Conversations with Lubomyr Cardinal Husar – Towards a Post-Confessional Christianity


Conversations with Lubomyr Cardinal Husar – Towards a Post-Confessional Christianity
By Antoine Arjakovsky, Foreword by Father Boris Gudziak, Rector of the Ukrainian Catholic University of Lviv. Ukrainian Catholic University Press, Lviv 2007

Book Review by Fr John Salter

My first meeting with Cardinal Patriarch Lubomyr Husar was in 1995 at the Ukrainian Greek Catholic centre in Rome, the College of SS. Sergius and Bacchus near the Coliseum and down the hill from Santa Maria Maggiore and the Russicum, or Russian College. We were on an excursion together on a 64 ’bus to the Leonine bookshop opposite St. Peter’s basilica. He was enthusiastic about finding some books by “Dr. Timothy Ware”. Mission accomplished we travelled back together for supper at SS. Sergius and Bacchus. It became apparent in the bookshop that Father Lubomyr’s eyesight was far from strong and that he was going blind. He found it difficult to read and to recognize faces.

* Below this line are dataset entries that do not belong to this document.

PR #2283, opened 2018-01-30
fix: download data from JSON when using the app for the first time and back button is pressed         

### LINKED ISSUE #2281: Download dialog shouldn't be cancelable when using the app for the first time
**Actual Behaviour**

Download dialog is cancelable even when using the app for the first time.
If you cancel the download dialog when using the app for the first(by pressing the back button)
You are left with an empty app which crashes at various places.

**Expected Behaviour**

Download dialog shouldn't be cancelable when using the app for the first time so that the user will either download the latest data or the one from the JSON  

**Steps to reproduce it**
Clear data. Open the app. Press the back button. Explore the empty app

**Screenshots of the issue**

screenshot_20180131-011450

Yes

nikit19:
Fixes #2281 

Changes: download dialog is not cancelable when using the app for the first time

Screenshots for the change: 
ezgif com-video-to-gif 35

### DIFF
--- a/android/app/src/main/java/org/fossasia/openevent/core/main/MainActivity.java
+++ b/android/app/src/main/java/org/fossasia/openevent/core/main/MainActivity.java
@@ -113,7 +113,7 @@ import io.realm.RealmList;
 import io.realm.RealmResults;
 import timber.log.Timber;
 
-public class MainActivity extends BaseActivity implements FeedAdapter.OpenCommentsDialogListener, OnImageZoomListener, AboutFragment.OnMapSelectedListener {
+public class MainActivity extends BaseActivity implements FeedAdapter.OpenCommentsDialogListener, OnImageZoomListener, AboutFragment.OnMapSelectedListener, DialogFactory.DialogListener {
 
     private static final String STATE_FRAGMENT = "stateFragment";
     private static final String NAV_ITEM = "navItem";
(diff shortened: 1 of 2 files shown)


iamareebjamal:
The default behaviour should be to parse JSON if cancelled

nikit19:
When the user uses the app for the first time and presses the back button ,data is downloaded from the JSON
ezgif com-video-to-gif 36

@iamareebjamal Please review

nikit19:
conflicts resolved

android/app/src/main/java/org/fossasia/openevent/core/main/MainActivity.java
```diff
@@ -895,4 +897,10 @@ public void onMapSelected(boolean value) {
     public void onZoom(String imageUri) {
         ZoomableImageUtil.showZoomableImageDialogFragment(fragmentManager, imageUri);
     }
+
+    @Override
+    public void onDialogBackPress() {
+        //it used to call the method downloadFromAssets() if the user is using the app for
+        //the first time and presses the back button in the download dialog
+    }
```
iamareebjamal, line 905: Why is it empty though?

nikit19: This was overriden when onDialogClickListener was initialized using lamdas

I discovered that Father Lubomyr was the igumen or abbot of the Studite community in Rome, but had returned to the Ukraine and was back in the Eternal City on a visit. I had no idea that he was a secret bishop. He and two others had been secretly consecrated to the episcopate by Cardinal Patriarch Josyf Slipyj, whilst the latter was in exile in the Vatican City after years spent in the Soviet gulags. Slypyj was determined that Vatican ostpoliticking should not cause the total liquidation of his Church, which had suffered so much because of its loyalty to the Apostolic See in general and to the person of the Holy Father in particular. Validly but illicitly consecrated as far as the Holy See was concerned, the Cardinal Patriarch had ensured by his unilateral action that the Greek Catholic hierarchy would be secure when Ukraine’s liberation was at hand. Lubomyr Husar had kept his secret in a City where ecclesiastical secrets are notoriously hard to keep.

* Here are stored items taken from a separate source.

Issue #2280, opened 2018-01-30
Cluttering of 'No Results Found' text and Map fragment together.


dreadpool2:
**Actual Behaviour**

In LocationActivity, when there are no results found for a query and then the map icon is clicked, the map fragment formed clutters with the 'No Results Found' text. Even the results clutter with the map being in behind.

**Expected Behaviour**

The cluttering should not occur.

**Screenshots of the issue**

![screenshot_20180131-010129](https://user-images.githubusercontent.com/28607714/35587025-7a1dbfd2-0622-11e8-9d14-8728a3b09425.png)

![screenshot_20180131-010156](https://user-images.githubusercontent.com/28607714/35587009-6f51ba40-0622-11e8-90bc-66d8fd51237c.png)

**Would you like to work on the issue?**

Yes

PR #2285, opened 2018-01-30
fix : clicking on map aborted while searching in LocationsActivity

dreadpool2:
First steps for issues #2280 

Changes: The clicking on map icon has been simply aborted while searching in `LocationActivity` as it is quite irrelevant. Thus the cluttering wont even occur.


dreadpool2:
@iamareebjamal @srv-twry Is it ok to follow this procedure?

Dining in Rome in 1995 with Father Lubomyr and Bishop Basil Losten, then the Exarch for Ukrainians in Stamford, Connecticut, I learned that they were concerned as to how they might celebrate the following year the 400th anniversary of the Union of Brest, without antagonizing the Orthodox. Father Lubomyr was anxious that the Orthodox might be involved in some way. I saw at once that he was a true heir and successor to the great ecumenist and irenecist, Metropolitan Count Andrei Sheptytsky. Having survived the horrors of Nazism, seeing men murdered on his way to school, and Communism, which almost destroyed his beloved Church, he saw that there was a better way and that Christians ought to be leading along it.

The restoration of the so-called Uniate hierarchy had commenced with the arrival from exile of Cardinal Patriarch Myroslav Ivan Lubachivsky (Patriarch 1984 – 2000), who was greeted by tens of thousands of Greek Catholics on his arrival in Lviv, an event which surprised the government and the Vatican.

The person who interviewed Cardinal Lubomyr for this fascinating book is Professor Antoine Arjakovsky, an Orthodox Frenchman, but of Russian extraction, who in his well chosen texts and spoken interviews brings out the down-to-earthness of the Cardinal, and his quiet sense of humour. Arjakovsky is a professional diplomat, a theologian and historian, and an interpreter of some of the great Russian thinkers of the twentieth century; he is the grandson of the recently canonised Orthodox martyr, Archpriest Dmitri Klepinin. He gives an amusing account of the story Cardinal Lubomyr told him of the latter’s grandfather, a Greek Catholic priest, who developed an unpleasant rash on his face. On consulting his doctor he was told to grow a beard and this relieve the scraping of a razor every day. Permission for this Uniate priest to grow a beard had to be sought from far-off Rome! Lubomyr gives this as an example of the worst for of ‘Uniatism’.

Dr Arjakovsky has produced a lively book in which the humanity and humour of Cardinal Lubomyr shine through, despite the trials he has endured and is now going through with the gradual loss of his sight. He will be like his predecessors in Lviv and no in Kiev a Confessor of the faith and a witness to Christian Unity through his total loyalty to the Apostolic See, won after much persecution and misunderstanding.

Cardinal Lubomyr, like the great Metropolitan Andrei Sheptytsky, makes one thing clear: namely that Union with the Universal-Catholic Church does not mean submission to the Pope as to the Patriarch of the West (a title now dropped from the Annuario Pontificio), but an acceptance of his supreme authroity as Father and Pastor of the Universal Church, over and above any concept of a Western Patriarchate. The difference is fundamental: the Pope as Pope is not Latin, but Catholic.